Working in tandem with the White House, federal agencies are moving swiftly to reform the administrative state that President Trump inherited from President Obama. The White House’s semiannual “Unified Agenda of Regulatory and Deregulatory Actions,” released in early May, outlines federal agencies’ efforts to reduce their own excessive regulatory burdens and to streamline their own processes for granting federal infrastructure permits. 

Unfortunately, the government’s capacity for swift policy reversals runs both ways. The next pro-regulatory presidential administration will likely move just as swiftly to undo many of the Trump administration’s reforms, through the same processes being used by Trump’s agencies today. Any innovations pioneered to accelerate regulatory rollback now will be used, someday, to accelerate progressive regulatory restoration—just as this administration’s deregulatory efforts benefitted from Obama’s innovations. And if history is any guide, this pattern of unilateral regulatory reform, followed by unilateral regulatory expansion, seems more advantageous, in the long run, to the expansionists than to the reformers.

For that reason, unilateral regulatory-reform efforts by agencies are no substitute for actual legislative reforms by Congress to restrain and reorient the agencies. The House already has passed significant reforms, including the Regulatory Accountability Act—a bill that offers the first comprehensive update to the 70-year-old statutory core of modern administrative law. It would make the regulatory rulemaking process more transparent, more participatory, and it would make federal agencies more accountable to the courts and to the public at large. It would impose on agencies a binding statutory obligation to account for the costs and benefits of their proposed rules, an analysis that in turn could be reviewed by the courts.

A bipartisan Senate coalition introduced a version of the Regulatory Accountability Act last year, but because its majority support falls short of a filibuster-proof supermajority support, it has languished.

The same can be said of much-needed reforms to the federal regulatory process for approving new infrastructure. Well-intentioned laws like the National Environmental Policy Act of 1970 have been turned into bureaucratic quagmires—which, for opponents of new highways, pipelines, nuclear power plants, or other infrastructure, is often the point: the process devolves into paralysis-by-analysis. The Trump administration recognizes this, which is why Trump signed an executive order last year directing agencies to improve the process; in March, many agencies signed a “memorandum of understanding” implementing the order. And two House committees recently held hearings to investigate problems in the infrastructure-approval process and to consider legislative reforms. But any legislation would seem doomed by the Senate filibuster.

As with the broader regulatory-reform efforts, the administration’s unilateral efforts on this issue are subject to reversal by the next Democratic regime. And, once again, Congress’s own efforts could reform infrastructure policy much more enduringly, if only the Senate’s rules didn’t subject the legislation to the filibuster supermajority requirement. At moments like this, it’s easy to sympathize with Trump’s admonitions to Senate Majority Leader Mitch McConnell to abolish the filibuster.

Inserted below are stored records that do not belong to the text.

PR #12, opened 2015-04-30
Retrieve templates from common namespace

jcantrill:


jcantrill:
@adietish thought this was in master but was not

PR #13, opened 2015-05-04
[OSJC-161] Add properties to deployment config and fix source of templat...

jcantrill:
...e labels


jcantrill:
@adietish merging to support create application from template

PR #14, opened 2015-05-06
[OSJC-162] Add capability for a resource to expose its client

jcantrill:


jcantrill:
@adietish merged to support 'delete resource'

PR #15, opened 2015-05-08
[OSJC-163] add support for v1beta3 Kubernetes API and OpenShift

jcantrill:


jcantrill:
@adietish Heads up.  Merged v1beta3 api models.  There is an associated minor change to jbosstools but its an unavoidable interface change.  We wont fully support v1beta1, but its upstream's intention to drop support completely of v1beta1 on the server.

PR #20, opened 2015-06-01
Use propertyKeys when setting Labels on KubernetesResource

aslakknutsen:


jcantrill:
@aslakknutsen LGTM. merged

PR #21, opened 2015-06-01
Allow setting IBuildStrategy on BuildConfig

aslakknutsen:
Not sure if this was the idea of the // FIXME, but it in general works.

Any bigger plans beyond this? If not I'll implement similar for BuildSource and BuildTriggers

### DIFF
--- a/src/main/java/com/openshift/internal/restclient/model/BuildConfig.java
+++ b/src/main/java/com/openshift/internal/restclient/model/BuildConfig.java
@@ -9,12 +9,10 @@
 package com.openshift.internal.restclient.model;
 
 import java.util.ArrayList;
-import java.util.HashMap;
 import java.util.List;
 import java.util.Map;
 
 import org.jboss.dmr.ModelNode;
-import org.jboss.dmr.ModelType;
 
 import com.openshift.internal.restclient.OpenShiftAPIVersion;
 import com.openshift.internal.restclient.model.build.CustomBuildStrategy;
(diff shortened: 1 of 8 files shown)


src/main/java/com/openshift/internal/restclient/model/BuildConfig.java
```diff
@@ -142,6 +200,14 @@ public void setOutput(DockerImageURI imageUri){
 		return null;
 	}
 
+	private void storeEnvironmentVars(final String [] key, ModelNode root, Map<String, String> envs){
```
jcantrill: @aslakknutsen consider making this variable accept a key that will be used to look up a path similiar to the existing convenience "get" methods

aslakknutsen: Right, was wondering about that. I ended up just implementing it as how 'loadEnvrionmentVars' was implemented :)

aslakknutsen: @jcantrill Should be handled in this commit: https://github.com/aslakknutsen/openshift-restclient-java/commit/9b738fb5a8751774f6c450a6026a68ceba057974 

Named them setEnvMap and getEnvMap to differentiate between Kubernetes EnvVar(using name and value) type used here and just  JSON Maps used in e.g. Labels (asMap())

jcantrill:
@aslakknutsen LGTM.  Merged

PR #24, opened 2015-06-01
Allow adding IBuildTrigger's to IBuildConfig

aslakknutsen:


src/main/java/com/openshift/internal/restclient/model/BuildConfig.java
```diff
@@ -77,6 +79,38 @@ public BuildConfig(ModelNode node, IClient client, Map<String, String []> proper
...
+			triggerNode.get(new String[] {"generic", "secret"}).set(generic.getSecret());
+			break;
+		case github:
+			if(!(trigger instanceof IWebhookTrigger)) {
+				throw new IllegalArgumentException("IBuildTrigger of type github does not implement IWebhookTrigger");
+			}
+			IWebhookTrigger github = (IWebhookTrigger)trigger;
+			triggerNode.get(new String[] {"github", "secret"}).set(github.getSecret());
+			break;
+		case imageChange:
```
jcantrill: @aslakknutsen these work for now, but the back-end has moved to object refs which is simpler and only requires you to reference an instance of a kind by name.  Don't quote me, but I think its the name of an imagestream

jcantrill:
@aslakknutsen LGTM.  I think it needs a rebase for me to merge

aslakknutsen:
@jcantrill Branch rebased.

src/main/java/com/openshift/internal/restclient/model/BuildConfig.java
aslakknutsen: @jcantrill Right, just mapping what was there. I'll look at a possible v1beta4? update.

jcantrill:
cc @aslakknutsen  merged

PR #3621, opened 2022-10-03
Cannandev/18f guides combined

cannandev:
# 18F Jekyll Monorepo 

This prototype demonstrates pulling all guides into the 18f.gsa.gov GitHub repository. Ownership would fall to the same team monitoring the 18F website. It shares the same components required by the TTS Digital Council. It has new templates that accommodate different layouts and content formats. It also includes consistent front matter and data variables. This option requires redirects from existing urls to the new pages. For example, https://agile.18f.gov/ would redirect to https://18f.gsa.gov/agile. This change in URL structure means reconfiguring the search feature.

## Hypotheses tested in this prototype:

18F should have ownership of these guides
Separating code from content is attainable for static generated sites
GitHub UI is enough for content management
Breadcrumbs would enable users to get back to all guides
We need flexible page templates to accommodate different types of content 

## Feedback wanted:
How did you find the code when you wanted to make a change?
How would you get back to the other guides from the current guide? Are the other guides relevant to you?
Should the guides look like the 18F website?
Who do you think should own this guide? Should each guide have a separate owner?
Do you feel comfortable making updates to the guides? What would make you feel comfortable (WYSIWYG tools? Tutorials?)
Performance?
Dependency updates?
Editing a shared component?
Editing content?
Ease of contributing?
Automated scannability?

## Final pros/cons:


cannandev:
Moved to new repository https://github.com/18F/guides-and-methods/tree/branch-with-18f-site-combined

PR #3630, opened 2022-12-03
Hyphens are breaking tags

brentryanjohnson:
I noticed the format of the tags (with hyphens) in this post is preventing them from behaving like tags

This PR removes the hyphens so `open-source` and `open source` aggregate the same posts.


geekygirlsarah (approved):
Looks good to me, and makes sense about removing the dashes. Not sure if Laura/Julie need to approve this too?

geekygirlsarah:
I'm going to go ahead and merge this. It doesn't add/remove any tags and it matches the format of other tags on other pages. I think it fixes it while keeping stuff the same, so I think it's good.

PR #3643, opened 2023-01-12
Add featured card box-shadow on focus

### LINKED ISSUE #3642: Featured post cards: focus state
## Expected Behavior
On pages where we have featured posts (home page, how we work), in #3457 we made the whole card clickable, with some visual changes when you hover (increased shadow and header color change). We should make the same changes for :focus

## Actual Behavior
On focus, the cards do not visually change at all

## Steps to reproduce the behavior

- [ ] On the home page, click in the URL bar and tab through the links on the page
- [ ] When you get to the first card, there's no visible change (though it has focus, as indicated by the url that appears in bottom left of browser or if you press enter on your keyboard)

## This issue is done when

- [ ] On focus, the featured post card has the same shadow and changed header color as on hover

Sgtpluck:
# Pull request summary
This change:

- Moves box-shadow into css rather than via utility classes on the element directly
- Adds the box-shadow on a featured card when you tab to the element

(Optional) Closes #3642

- fix houndci feedback
- ensure tests pass
- federalist builds

### DIFF
--- a/_includes/card.html
+++ b/_includes/card.html
@@ -5,7 +5,7 @@
 
 <li class="usa-card tablet:grid-col-4">
   <a href="{{ card_link }}" aria-label="{{ project.title }}">
-    <div class="usa-card__container shadow-2 hover:shadow-5" tabindex="-1">
+    <div class="usa-card__container" tabindex="-1">
       
       <header class="usa-card__header">
         {% if project.agency %}
--- a/_sass/_components/card.scss
+++ b/_sass/_components/card.scss
@@ -5,10 +5,15 @@
   }
 
   a:focus {
-    div {
+
+    .usa-card__container {
       @include u-shadow(5);
       h3 {
         color: $color-dark;
+      }
+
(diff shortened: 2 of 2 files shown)


jstrothman:
Almost there! We could leave it as is, but I have 2 suggestions:
1. When you hover the shadow is only on the whole card (.usa-card__container) but when you focus, there's _also_ a shadow on the header image (.usa-card__image). (The shadow is set on `.usa-card a:focus div` and maybe should be on `.usa-card a:focus .usa-card__container` -- with that change you can pull .usa-card from the rule.)
2. New style request -- it's nagged at me that the hover/focus state is so subtle as to likely be unnoticeable some of the time. Could you underline the h3 on focus & on hover, e.g. something like: `a:focus .card-link-tagline {text-decoration:underline}; a:hover .card-link-tagline {text-decoration underline};`

jstrothman (approved):
Looks great!

PR #3659, opened 2023-02-28
Update dependencies; update build instructions

### LINKED ISSUE #3658: Update dependencies to run on modern hardware
Some of the transient dependencies are 5+ years old. As TTS begins to transition to a more mixed CPU environment (new Macs will be `ARM64` while Windows machines will continue to be `x86_64/amd64`), it is important that we update these dependencies so that they will work on multiple architectures.

mgwalker:
# Pull request summary

This PR updates a bunch of dependencies so they can be installed and run on modern Macs.

Closes #3658

- [x] update readme

- fix houndci feedback
- ensure tests pass
- federalist builds


mgwalker:
So this builds on my machine and in CircleCI (the test failure is because the `htmlproofer` command needs to be updated), but it's blowing up on cg Pages. No idea what the heck is going on with that. I'll look at the build logs again later to see if I can figure out what's up, but this is blocked until then.

mgwalker:
I recommend ignoring the html-proofer failures for this PR and create a separate issue to fix them. They are all errors because of anchor tags with empty `href` attributes.

PR #3695, opened 2023-05-11
Jskinne3 fix footer order

jskinne3:
# Pull request summary
Move the closing footer tag to the bottom of the footer. The result of this is to:
1. re-order footer content (to what I believe is the correct order) when the browser window is wide
2. correct tab navigation order of the footer, per this ticket: https://github.com/18F/TLC-crew/issues/200


aduth (approved):
I think a root issue is that there's [a `footer` style changing the order](https://github.com/18F/uswds-jekyll/blob/ddedf992becc3b75e30f808b3231df403cd90cc7/_sass/uswds/components/_footer.scss#L3). Nullifying that would also fix the issue, and it'd probably be good to remove and avoid `order` altogether at the source if possible, given the accessibility implications.

Design system [guidance](https://designsystem.digital.gov/components/identifier/) seems to consider identifier as separate from the site's main footer, so combining the two may be unexpected, but I don't know if it'd have much impact for better or worse in practice.

jasnakai (approved):
LGTM!

jskinne3:
> I think a root issue is that there's [a `footer` style changing the order](https://github.com/18F/uswds-jekyll/blob/ddedf992becc3b75e30f808b3231df403cd90cc7/_sass/uswds/components/_footer.scss#L3). Nullifying that would also fix the issue, and it'd probably be good to remove and avoid `order` altogether at the source if possible, given the accessibility implications.
> 
> Design system [guidance](https://designsystem.digital.gov/components/identifier/) seems to consider identifier as separate from the site's main footer, so combining the two may be unexpected, but I don't know if it'd have much impact for better or worse in practice.

Thanks for the detailed feedback! After experimenting and looking at other USWDS repos I decided to keep my expansion of the `footer`, and also per your advice to unset the order — but just within the project, rather than at the source in the [uswds-jekyll](https://github.com/18F/uswds-jekyll) gem

PR #3697, opened 2023-05-17
Remove the FOIA reading room page, since it has never been maintained

mgwalker:
# Pull request summary

The 18f.gsa.gov site has a [FOIA reading room page](https://18f.gsa.gov/foia-reading-room/) that has not been updated since 2017. We've responded to FOIA requests since then, but we didn't update the page. Since we don't update the page, we should just take it down because that's more honest. The existence of the page implies that it's maintained.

But in the case of regulatory and infrastructure reform, the man in the best position to remove the filibuster as an obstacle to legislation is the president himself. How? By including regulatory and infrastructure provisions in the next version of NAFTA, triggering the Trade Promotion Authority’s filibuster-free process for enacting legislation to implement the treaty’s broad requirements.

As Kimberly A. Strassel explained in the Wall Street Journal, the administration is considering the inclusion of provisions in a NAFTA chapter on “competitiveness” that would require each signatory nation to make its own regulatory environment more transparent and predictable and to streamline the country’s process for approving infrastructure. These are provisions that echo Trump’s own longstanding calls for infrastructure development and regulatory reform; if Trump were to demand the inclusion of these competitiveness provisions in NAFTA, and the Senate approved the treaty, then the Regulatory Accountability Act and the infrastructure reforms could pass the Senate without threat of filibuster, as domestic legislation implementing an updated version of NAFTA. The proposal enjoys the support of Senators Ted Cruz, Cory Gardner, and Steve Daines, who sent a joint letter to Trump in March, urging him to pursue this opportunity.

Of course, this approach is not the normal stuff of trade negotiations—namely, demanding that other countries open their doors to our exports or raising the price of imported goods. But it would commit all the signatory countries to compete on a level playing field.

Americans would welcome this opportunity to bet on American competitiveness. As well we should: in the end, the key to economic growth isn’t the building of higher walls against competition but the lowering of regulatory walls that have made America less competitive, less attractive to investment, less innovative, and less free.